OK, so I have a new (old) boat that has two identical brand new 70AH maintenance free deep discharge house batteries hooked up in parallel and a traditional flooded starter battery. I have from my previous boat two nearly new 110AH AGM batteries that I'd like to add to the house bank.

Simply hooking the two 70AH and the two 110AH batteries together in parallel won't work because the 70AH batteries will drain faster and end up potentially being discharged too far and damaged before the AGMs discharge to the minimal safe level.

But I don't want to muck about with two completely separate house banks and constantly think about whether I'm using A or B today, etc. or have to remember if the switch is in the right position for use, charging, etc. etc.

So what I'm planning to do is to connect all four batteries together in parallel, but to use low voltage protectors on both of the 70AH batteries.

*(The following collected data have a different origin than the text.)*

PR #432, opened 2023-07-10
Method run debugging

tilk:
This PR adds debug signals to `TransactionManager` which expose parts of transaction scheduling logic. This should help debug situations when it's unclear why a given method doesn't run.

### DIFF
--- a/coreblocks/transactions/core.py
+++ b/coreblocks/transactions/core.py
@@ -800,8 +800,8 @@ class TransactionBase(Owned):
 
     @property
     def owned_name(self):
-        if self.owner is not None:
-            return f"{self.owner.__class__.__name__}.{self.name}"
+        if self.owner is not None and self.owner.__class__.__name__ != self.name:
+            return f"{self.owner.__class__.__name__}_{self.name}"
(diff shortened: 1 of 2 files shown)


Kristopher38 (commented):
I had the look at names generated in traces, this looks much better already. Would it be possible to expand the names a little bit to avoid situations like this?
image

 I was thinking of suffixing these with the name of the module they're in (i.e. using `owner.__module__` like is done [here](https://github.com/kuznia-rdzeni/coreblocks/blob/cf92760286bb09504735b01dbc71b62a7bd1f05b/coreblocks/transactions/core.py#L966)) so they're unique between files (they don't have to be unique in a particular file since you can distinguish which is which by their order of appearance in the file). This would be *super* helpful

tilk:
> I had the look at names generated in traces, this looks much better already. Would it be possible to expand the names a little bit to avoid situations like this?

This FU is not really about naming, but as it introduces `owned_name` for other reasons, might as well use it for signal names.

Kristopher38 (approved):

C.f. PriorityStart! - "Stop Dead Batteries" on Boats & Marine Equipment!

Thus, both 70AH batteries will reach the cutoff low voltage of 11.5 volts before the 110AH AGM batteries would, and at that point, will be automatically taken out of the bank, preventing over discharge and damage, and the 110AH AGMs will remain in the bank and will discharge to whatever level is demanded and allowed through normal usage and monitoring.

Then, when recharging, the 70AH batteries will automatically drop back into the bank when the charging voltage is sensed, and all batteries will be recharged together in parallel by the smart charger as usual, with each battery taking what it needs from the charger until all four batteries are fully charged.

Although the AGMs could be recharged at a higher amperage and voltage than the maintenance free batteries, the existing shore power smart charger and alternator are acceptable for both types of batteries in the house bank and so charging them all together should be fine. Likewise when later I add solar and or wind charging to the mix.

The entirely separate starter battery will be charged using an echo charger drawing from the house bank.

So... what am I missing or misunderstanding?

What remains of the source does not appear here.